I think I did something wrong, I'm suppose to be calculating the current for the entire circuit so I can solve for power absorbed=power deliveredpower delivered = 12*1a + 12*1a + 12*1a = 36 W
power absorbed = ? I'm not sure how to get the currents/voltages for the individual pieces. According to my equations most of them will be zero now, since they are all 12-12.

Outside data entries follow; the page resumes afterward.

PR #3101, opened 2024-01-18
feat: Add static method for updating a MID without access to the StreamState

stbrody:
This will be useful to users of the Firehose who won't have access to the StreamState object but might still want to be able to issue updates to documents that they are maintaining via the Firehose.

### DIFF
--- a/packages/stream-model-instance/src/model-instance-document.ts
+++ b/packages/stream-model-instance/src/model-instance-document.ts
@@ -20,6 +20,7 @@ import {
   GenesisHeader,
 } from '@ceramicnetwork/common'
 import { CommitID, StreamID, StreamRef } from '@ceramicnetwork/streamid'
+import type { CID } from 'multiformats/cid'
 
 /**
  * Arguments used to generate the metadata for Model Instance Documents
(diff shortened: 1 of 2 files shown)


dbcfd:
Can you describe how you'd maintain a MID while receiving updates from Firehose, such that this function works?

stbrody:
> Can you describe how you'd maintain a MID while receiving updates from Firehose, such that this function works?

The firehose returns the stream content, metadata, and the CommitID of the update.  If you then want to issue an update back to Ceramic, you can use this new static method, passing in the most recent data received for that stream from the firehose (the content, and you can get the StreamID and tip from the CommitID) to construct a commit, then you can send that commit to your ceramic node using the http-client's applyCommit method.

packages/stream-model-instance/src/model-instance-document.ts
```diff
@@ -243,25 +250,39 @@ export class ModelInstanceDocument<T = Record<string, any>> extends Stream {
...
+   * @param prev - The current tip of the Stream that the update should be applied on top of.
+   * @param oldContent - The current content of the Stream.
+   * @param newContent - The new content to update the Stream with.
    */
-  private _makeCommit(signer: CeramicSigner, newContent: T | null): Promise<CeramicCommit> {
-    const commit = this._makeRawCommit(newContent)
+  static makeUpdateCommit<T>(
+    signer: CeramicSigner,
+    streamId: StreamID,
+    prev: CID,
```
ukstv, line 264: Suggestion: `prev: CommitID`.

ukstv (approved):
1. Maybe it makes sense to have `prev` as CommitID instead of having separate streamid and prev CID.
2. I'd say, we shall see in ~4 months if the method is actually used by Orbis or other folks who consume the Firehose. If not, better remove it - maintenance takes resources.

The individual terms in your node equations represent the currents in the branches that they were written for. So you can plug in your v1, v2, v3 values to those terms and pull out the individual branch currents. Use those currents to calculate the powers produced or consumed by each of the components.

 

[CWatters]

Have you considered simplifying the circuit using symmetry? Sorry if this has already been discussed. The internet connection from this hospital bed isn't great so I type in haste.